- Exercise aim
Anywhere the string "hidden" shows up in the listing below, copy the line it is in.

- Data records
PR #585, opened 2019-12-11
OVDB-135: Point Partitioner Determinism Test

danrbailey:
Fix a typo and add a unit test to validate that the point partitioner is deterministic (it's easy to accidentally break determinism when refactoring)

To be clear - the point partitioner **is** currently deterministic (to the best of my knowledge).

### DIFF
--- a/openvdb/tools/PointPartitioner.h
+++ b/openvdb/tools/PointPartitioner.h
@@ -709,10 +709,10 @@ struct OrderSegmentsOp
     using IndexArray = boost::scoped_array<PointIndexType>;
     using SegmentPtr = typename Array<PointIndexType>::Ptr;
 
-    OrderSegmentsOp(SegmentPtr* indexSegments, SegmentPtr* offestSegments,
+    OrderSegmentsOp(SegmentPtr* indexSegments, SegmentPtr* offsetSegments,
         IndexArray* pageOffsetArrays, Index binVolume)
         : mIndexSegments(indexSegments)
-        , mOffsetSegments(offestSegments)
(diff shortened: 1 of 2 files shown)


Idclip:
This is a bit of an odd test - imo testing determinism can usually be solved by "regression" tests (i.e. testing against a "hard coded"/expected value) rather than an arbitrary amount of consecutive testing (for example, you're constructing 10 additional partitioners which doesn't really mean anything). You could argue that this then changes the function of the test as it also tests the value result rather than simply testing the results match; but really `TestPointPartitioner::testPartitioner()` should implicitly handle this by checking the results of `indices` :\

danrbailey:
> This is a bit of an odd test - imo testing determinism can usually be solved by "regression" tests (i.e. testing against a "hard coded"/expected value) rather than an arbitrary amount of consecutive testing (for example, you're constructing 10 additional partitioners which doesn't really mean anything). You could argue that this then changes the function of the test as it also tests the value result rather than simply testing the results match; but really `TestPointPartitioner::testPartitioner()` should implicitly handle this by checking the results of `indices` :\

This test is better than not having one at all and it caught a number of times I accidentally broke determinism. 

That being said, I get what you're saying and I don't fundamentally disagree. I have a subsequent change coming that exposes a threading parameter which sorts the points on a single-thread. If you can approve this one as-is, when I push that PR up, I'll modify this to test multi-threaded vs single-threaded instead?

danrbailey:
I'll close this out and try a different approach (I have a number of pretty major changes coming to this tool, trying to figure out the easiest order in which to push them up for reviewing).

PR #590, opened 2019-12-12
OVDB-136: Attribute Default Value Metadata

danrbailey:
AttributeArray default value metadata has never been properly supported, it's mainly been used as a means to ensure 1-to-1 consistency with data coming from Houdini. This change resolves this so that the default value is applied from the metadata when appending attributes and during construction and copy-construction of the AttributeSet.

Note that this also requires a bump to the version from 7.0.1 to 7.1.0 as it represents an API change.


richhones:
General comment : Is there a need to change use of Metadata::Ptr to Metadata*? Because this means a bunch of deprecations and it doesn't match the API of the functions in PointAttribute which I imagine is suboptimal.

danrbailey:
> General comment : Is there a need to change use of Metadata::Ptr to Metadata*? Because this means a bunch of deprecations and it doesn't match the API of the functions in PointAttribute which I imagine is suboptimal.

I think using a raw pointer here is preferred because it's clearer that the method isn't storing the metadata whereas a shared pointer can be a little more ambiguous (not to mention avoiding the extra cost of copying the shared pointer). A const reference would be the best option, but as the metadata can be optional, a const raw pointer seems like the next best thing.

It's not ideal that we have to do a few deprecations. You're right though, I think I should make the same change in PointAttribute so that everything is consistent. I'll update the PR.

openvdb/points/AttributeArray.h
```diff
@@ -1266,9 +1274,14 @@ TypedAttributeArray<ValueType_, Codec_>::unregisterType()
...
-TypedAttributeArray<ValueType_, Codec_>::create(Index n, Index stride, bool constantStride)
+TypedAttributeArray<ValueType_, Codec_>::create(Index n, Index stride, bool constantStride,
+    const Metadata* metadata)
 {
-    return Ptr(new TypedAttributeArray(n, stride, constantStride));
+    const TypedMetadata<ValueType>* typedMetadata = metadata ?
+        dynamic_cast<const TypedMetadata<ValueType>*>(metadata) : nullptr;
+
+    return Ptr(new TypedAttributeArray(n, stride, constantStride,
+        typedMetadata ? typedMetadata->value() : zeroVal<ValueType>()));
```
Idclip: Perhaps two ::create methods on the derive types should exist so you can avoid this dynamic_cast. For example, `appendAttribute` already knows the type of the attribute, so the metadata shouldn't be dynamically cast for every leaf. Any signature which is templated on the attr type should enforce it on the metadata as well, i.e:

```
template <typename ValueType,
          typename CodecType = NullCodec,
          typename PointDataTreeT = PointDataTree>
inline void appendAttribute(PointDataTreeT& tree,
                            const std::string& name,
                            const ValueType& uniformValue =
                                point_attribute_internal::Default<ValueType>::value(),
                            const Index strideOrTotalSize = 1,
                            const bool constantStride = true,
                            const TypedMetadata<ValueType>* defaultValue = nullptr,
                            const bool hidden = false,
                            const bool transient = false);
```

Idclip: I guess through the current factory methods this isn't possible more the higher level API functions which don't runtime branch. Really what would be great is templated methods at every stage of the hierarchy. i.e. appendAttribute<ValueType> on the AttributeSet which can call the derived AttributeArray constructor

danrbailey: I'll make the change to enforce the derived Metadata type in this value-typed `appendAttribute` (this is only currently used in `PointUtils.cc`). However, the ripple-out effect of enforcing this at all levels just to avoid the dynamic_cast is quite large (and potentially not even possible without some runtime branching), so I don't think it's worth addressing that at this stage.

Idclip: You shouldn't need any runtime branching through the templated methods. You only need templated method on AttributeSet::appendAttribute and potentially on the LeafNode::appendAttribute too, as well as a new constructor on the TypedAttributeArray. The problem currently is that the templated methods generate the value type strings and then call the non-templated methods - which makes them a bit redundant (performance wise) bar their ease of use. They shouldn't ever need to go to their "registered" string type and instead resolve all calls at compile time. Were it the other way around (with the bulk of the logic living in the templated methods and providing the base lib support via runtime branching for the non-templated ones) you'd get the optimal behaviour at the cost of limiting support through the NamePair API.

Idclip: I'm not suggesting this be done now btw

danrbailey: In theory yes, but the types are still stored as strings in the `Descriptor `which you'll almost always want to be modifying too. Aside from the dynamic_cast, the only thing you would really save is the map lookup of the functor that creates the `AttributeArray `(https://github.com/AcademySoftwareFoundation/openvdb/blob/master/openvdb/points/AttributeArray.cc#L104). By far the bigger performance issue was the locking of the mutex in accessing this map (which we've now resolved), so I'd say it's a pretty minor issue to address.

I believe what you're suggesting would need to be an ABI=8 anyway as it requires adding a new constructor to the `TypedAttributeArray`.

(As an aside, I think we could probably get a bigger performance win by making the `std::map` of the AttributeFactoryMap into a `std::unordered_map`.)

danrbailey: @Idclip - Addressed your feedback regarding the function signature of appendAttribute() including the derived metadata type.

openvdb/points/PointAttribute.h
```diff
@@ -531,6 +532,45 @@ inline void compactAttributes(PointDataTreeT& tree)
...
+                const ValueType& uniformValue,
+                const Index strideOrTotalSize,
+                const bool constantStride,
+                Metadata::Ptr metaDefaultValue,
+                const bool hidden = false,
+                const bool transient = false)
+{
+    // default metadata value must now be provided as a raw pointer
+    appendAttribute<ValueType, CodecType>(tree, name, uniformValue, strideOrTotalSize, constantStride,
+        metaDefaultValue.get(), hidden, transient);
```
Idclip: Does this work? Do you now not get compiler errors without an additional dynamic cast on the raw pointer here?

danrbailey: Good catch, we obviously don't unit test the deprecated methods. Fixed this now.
...
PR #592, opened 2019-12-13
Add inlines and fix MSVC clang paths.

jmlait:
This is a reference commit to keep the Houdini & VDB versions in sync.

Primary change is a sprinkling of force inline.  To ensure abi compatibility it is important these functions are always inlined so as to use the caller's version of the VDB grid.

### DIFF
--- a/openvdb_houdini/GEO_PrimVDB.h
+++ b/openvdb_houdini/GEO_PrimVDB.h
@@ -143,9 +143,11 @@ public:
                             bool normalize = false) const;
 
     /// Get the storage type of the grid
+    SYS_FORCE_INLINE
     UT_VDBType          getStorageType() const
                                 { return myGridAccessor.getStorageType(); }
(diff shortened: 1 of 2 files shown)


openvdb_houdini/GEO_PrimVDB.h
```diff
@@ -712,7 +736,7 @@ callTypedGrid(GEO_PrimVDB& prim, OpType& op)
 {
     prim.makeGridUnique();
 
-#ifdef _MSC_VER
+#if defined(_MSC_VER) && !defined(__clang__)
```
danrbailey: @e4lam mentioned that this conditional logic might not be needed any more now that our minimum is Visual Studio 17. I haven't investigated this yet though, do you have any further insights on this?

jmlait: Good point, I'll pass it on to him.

- Result for this exercise
                            const bool hidden = false,
+                const bool hidden = false,
+        metaDefaultValue.get(), hidden, transient);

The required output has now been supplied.